## DATASET

PR #809, opened 2023-02-10
feat: Add Pagination component

allangaldinosilva:
# [SC-8167](https://app.shortcut.com/homebound-team/story/8167/beam-new-pagination-component)

- Move pagination component from internal-frontend to Beam

image

### DIFF
--- a/src/components/Pagination.test.tsx
+++ b/src/components/Pagination.test.tsx
@@ -1,17 +1,17 @@
 import { noop } from "src/utils";
 import { click, render } from "src/utils/rtl";
-import { initPageSettings, Pagination, toFirstAndOffset } from "./Pagination";
+import { initPageSettings, pageOptions, Pagination, toFirstAndOffset } from "./Pagination";
 
 describe("Pagination", () => {
   it("can have a data-testid", async () => {
     const r = await render(
-      <Pagination hasNextPage={true} label="" setSettings={noop} settings={initPageSettings} data-testid="pag" />,
+      <Pagination totalCount={10} label="" setSettings={noop} settings={initPageSettings} data-testid="pag" />,
     );
     expect(r.firstElement.firstElementChild!.getAttribute("data-testid")).toEqual("pag");
   });
 
   it("defaults data-testid to pagination", async () => {
-    const r = await render(<Pagination hasNextPage={true} label="" setSettings={noop} settings={initPageSettings} />);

## WHAT TO PRODUCE
Put down all the data once more, exactly as it appears above.

## EXERCISE RESULT
PR #809, opened 2023-02-10
feat: Add Pagination component

allangaldinosilva:
# [SC-8167](https://app.shortcut.com/homebound-team/story/8167/beam-new-pagination-component)

- Move pagination component from internal-frontend to Beam

image

### DIFF
--- a/src/components/Pagination.test.tsx
+++ b/src/components/Pagination.test.tsx
@@ -1,17 +1,17 @@
 import { noop } from "src/utils";
 import { click, render } from "src/utils/rtl";
-import { initPageSettings, Pagination, toFirstAndOffset } from "./Pagination";
+import { initPageSettings, pageOptions, Pagination, toFirstAndOffset } from "./Pagination";
 
 describe("Pagination", () => {
   it("can have a data-testid", async () => {
     const r = await render(
-      <Pagination hasNextPage={true} label="" setSettings={noop} settings={initPageSettings} data-testid="pag" />,
+      <Pagination totalCount={10} label="" setSettings={noop} settings={initPageSettings} data-testid="pag" />,
     );
     expect(r.firstElement.firstElementChild!.getAttribute("data-testid")).toEqual("pag");
   });
 
   it("defaults data-testid to pagination", async () => {
-    const r = await render(<Pagination hasNextPage={true} label="" setSettings={noop} settings={initPageSettings} />);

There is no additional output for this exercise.